(Your instructions): Give the data again in its entirety, exactly as provided.

[Saved entries]
• • • • •
PR #1172, opened 2018-11-05
Home Page scaffolding

mendelB:
### What does this PR do?

This PR sets up the backend for our HomePage on Phoenix!

Adds
- a `HomePageController` as a basic [single action controller](https://laravel.com/docs/5.5/controllers#single-action-controllers).
- a `HomePageRepository` with a `getFirst` method to grab the first `HomePage` entry from Contentful (well, it grabs all of 'em and then returns the first, see below).
- backend routing for homepage as well as a basic template React route.

1) I was deliberating between adding a new method to the `QueriesContentful` trait to allow grabbing the first returned entry from Contentful for a given type, but figured we can just use the `getEntriesAsJson` to grab all the `HomePage`s, and then manually return the first element, since there shouldn't be more then one existing HomePage entry to begin with, and we're also caching these. Was this the right call, or is it worth adding a new query method?
UPDATE: *We added an optional `limit` parameter to the `getEntriesAsJson`*

2) Is it worth throwing in failsafes for when there are *no* homepage entries at all? (e.g. currently the controller is expecting one to be returned and calling `$homePage->fields->title` point blank).
UPDATE: *redirecting to explore campaigns if no homepage is found*

### Checklist

**It's beautiful!**
image

### DIFF
--- a/app/Http/Controllers/HomePageController.php
+++ b/app/Http/Controllers/HomePageController.php
@@ -33,6 +33,10 @@ class HomePageController extends Controller
     {
         $homePage = $this->homePageRepository->getFirst();
 
+        if (! $homePage) {
+            return redirect('/us/campaigns');
+        }
+
         return view('app', [
             'pageTitle' => $homePage->fields->title,
         ])->with('state', [
--- a/app/Http/Controllers/HomePageController.php
+++ b/app/Http/Controllers/HomePageController.php
@@ -1,0 +1,42 @@
+<?php
+
+namespace App\Http\Controllers;
+
+use App\Repositories\HomePageRepository;
+
+class HomePageController extends Controller
+{
+    /**
+     * The home page repository.
+     *
+     * @var HomePageRepository
+     */
+    protected $homePageRepository;
+
+    /**
+     * Make a new HomePageController, inject dependencies,
+     * and set middleware for this controller's methods.
+     *
+     * @param HomePageRepository $homePageRepository
+     */
+    public function __construct(HomePageRepository $homePageRepository)
+    {
+        $this->homePageRepository = $homePageRepository;
+    }
+
+    /**
+     * Display the homepage.
+     *
+     * @return \Illuminate\View\View
+     */
+    public function __invoke()
+    {
+        $homePage = $this->homePageRepository->getFirst();
+
+        return view('app', [
+            'pageTitle' => $homePage->fields->title,
+        ])->with('state', [
+            'homePage' => $homePage,
+        ]);
+    }
+}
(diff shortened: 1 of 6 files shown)


weerd:
> I was debilitating between adding

I don't think you mean [this](https://www.google.com/search?q=define%3A+debilitating&oq=define%3A+debilitating&aqs=chrome..69i57j69i58.4846j0j7&sourceid=chrome&ie=UTF-8)... 😂

mendelB:
😆 I think I might just be 🤦‍♂️

weerd:
Regarding item 1, what if we add an optional param to set a `limit`: 
```php
getEntriesAsJson($type, $limit = null) {...}
``` 

And thus when calling it only ever grabs 1 (which I'm assuming would be the latest one, but defs something to test!)

Either that or doing a specific method. Not sure if there will be other requirements to would benefit having a dedicated method 🤔

mendelB:
That sounds really sensible, I'll give that a whirl! As of now I can't think of any requirement necessitating an individual method 🤷‍♂️

mendelB:
@weerd Works like a charm! And returns the most recently updated entry

weerd:
> And returns the most recently updated entry

Noice! And on Prod it'd be the most recent and _published_ entry which should be good enough! 👌🏽

weerd:
> Is it worth throwing in failsafes for when there are no homepage entries at all? (e.g. currently the controller is expecting one to be returned and calling $homePage->fields->title point blank)

Yeah, probably... maybe some smart default content or just grab like the first 6 or so most recently updated & published campaigns?

app/Repositories/QueriesContentful.php
```diff
@@ -13,14 +14,16 @@
...
      */
-    protected function getEntriesAsJson($type)
+    protected function getEntriesAsJson($type, $limit = null)
     {
         $query = (new Query)
                 ->setContentType($type)
                 ->setInclude(0)
-                ->orderBy('sys.updatedAt', true);
+                ->orderBy('sys.updatedAt', true)
+                ->setLimit($limit);
```
weerd: just want to confirm that passing `null` to `setLimit()` doesn't affect existing functionality. I wasn't sure if maybe use a conditional 🤷🏽‍♂️ If what you have works, that is defs preferred!

mendelB: Thankfully it does not affect existing functionality! e.g. explore campaigns still outputs the index of all campaigns

mendelB:
UPDATE:
Added a redirect for when no homepage entry is found.
Updated the React route to be `exact` and to use `render` instead of `component`

app/Http/Controllers/HomePageController.php
```diff
@@ -0,0 +1,46 @@
...
+     * Display the homepage.
+     *
+     * @return \Illuminate\View\View
+     */
+    public function __invoke()
+    {
+        $homePage = $this->homePageRepository->getFirst();
+
+        if (! $homePage) {
+            return redirect('/us/campaigns');
```
weerd: 👌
• • • • •
(Exercise output):
PR #1172, opened 2018-11-05
Home Page scaffolding

mendelB:
### What does this PR do?

This PR sets up the backend for our HomePage on Phoenix!

Adds
- a `HomePageController` as a basic [single action controller](https://laravel.com/docs/5.5/controllers#single-action-controllers).
- a `HomePageRepository` with a `getFirst` method to grab the first `HomePage` entry from Contentful (well, it grabs all of 'em and then returns the first, see below).
- backend routing for homepage as well as a basic template React route.

1) I was deliberating between adding a new method to the `QueriesContentful` trait to allow grabbing the first returned entry from Contentful for a given type, but figured we can just use the `getEntriesAsJson` to grab all the `HomePage`s, and then manually return the first element, since there shouldn't be more then one existing HomePage entry to begin with, and we're also caching these. Was this the right call, or is it worth adding a new query method?
UPDATE: *We added an optional `limit` parameter to the `getEntriesAsJson`*

2) Is it worth throwing in failsafes for when there are *no* homepage entries at all? (e.g. currently the controller is expecting one to be returned and calling `$homePage->fields->title` point blank).
UPDATE: *redirecting to explore campaigns if no homepage is found*

### Checklist

**It's beautiful!**
image

### DIFF
--- a/app/Http/Controllers/HomePageController.php
+++ b/app/Http/Controllers/HomePageController.php
@@ -33,6 +33,10 @@ class HomePageController extends Controller
     {
         $homePage = $this->homePageRepository->getFirst();
 
+        if (! $homePage) {
+            return redirect('/us/campaigns');
+        }
+
         return view('app', [
             'pageTitle' => $homePage->fields->title,
         ])->with('state', [
--- a/app/Http/Controllers/HomePageController.php
+++ b/app/Http/Controllers/HomePageController.php
@@ -1,0 +1,42 @@
+<?php
+
+namespace App\Http\Controllers;
+
+use App\Repositories\HomePageRepository;
+
+class HomePageController extends Controller
+{
+    /**
+     * The home page repository.
+     *
+     * @var HomePageRepository
+     */
+    protected $homePageRepository;
+
+    /**
+     * Make a new HomePageController, inject dependencies,
+     * and set middleware for this controller's methods.
+     *
+     * @param HomePageRepository $homePageRepository
+     */
+    public function __construct(HomePageRepository $homePageRepository)
+    {
+        $this->homePageRepository = $homePageRepository;
+    }
+
+    /**
+     * Display the homepage.
+     *
+     * @return \Illuminate\View\View
+     */
+    public function __invoke()
+    {
+        $homePage = $this->homePageRepository->getFirst();
+
+        return view('app', [
+            'pageTitle' => $homePage->fields->title,
+        ])->with('state', [
+            'homePage' => $homePage,
+        ]);
+    }
+}
(diff shortened: 1 of 6 files shown)


weerd:
> I was debilitating between adding

I don't think you mean [this](https://www.google.com/search?q=define%3A+debilitating&oq=define%3A+debilitating&aqs=chrome..69i57j69i58.4846j0j7&sourceid=chrome&ie=UTF-8)... 😂

mendelB:
😆 I think I might just be 🤦‍♂️

weerd:
Regarding item 1, what if we add an optional param to set a `limit`: 
```php
getEntriesAsJson($type, $limit = null) {...}
``` 

And thus when calling it only ever grabs 1 (which I'm assuming would be the latest one, but defs something to test!)

Either that or doing a specific method. Not sure if there will be other requirements to would benefit having a dedicated method 🤔

mendelB:
That sounds really sensible, I'll give that a whirl! As of now I can't think of any requirement necessitating an individual method 🤷‍♂️

mendelB:
@weerd Works like a charm! And returns the most recently updated entry

weerd:
> And returns the most recently updated entry

Noice! And on Prod it'd be the most recent and _published_ entry which should be good enough! 👌🏽

weerd:
> Is it worth throwing in failsafes for when there are no homepage entries at all? (e.g. currently the controller is expecting one to be returned and calling $homePage->fields->title point blank)

Yeah, probably... maybe some smart default content or just grab like the first 6 or so most recently updated & published campaigns?

app/Repositories/QueriesContentful.php
```diff
@@ -13,14 +14,16 @@
...
      */
-    protected function getEntriesAsJson($type)
+    protected function getEntriesAsJson($type, $limit = null)
     {
         $query = (new Query)
                 ->setContentType($type)
                 ->setInclude(0)
-                ->orderBy('sys.updatedAt', true);
+                ->orderBy('sys.updatedAt', true)
+                ->setLimit($limit);
```
weerd: just want to confirm that passing `null` to `setLimit()` doesn't affect existing functionality. I wasn't sure if maybe use a conditional 🤷🏽‍♂️ If what you have works, that is defs preferred!

mendelB: Thankfully it does not affect existing functionality! e.g. explore campaigns still outputs the index of all campaigns

mendelB:
UPDATE:
Added a redirect for when no homepage entry is found.
Updated the React route to be `exact` and to use `render` instead of `component`

app/Http/Controllers/HomePageController.php
```diff
@@ -0,0 +1,46 @@
...
+     * Display the homepage.
+     *
+     * @return \Illuminate\View\View
+     */
+    public function __invoke()
+    {
+        $homePage = $this->homePageRepository->getFirst();
+
+        if (! $homePage) {
+            return redirect('/us/campaigns');
```
weerd: 👌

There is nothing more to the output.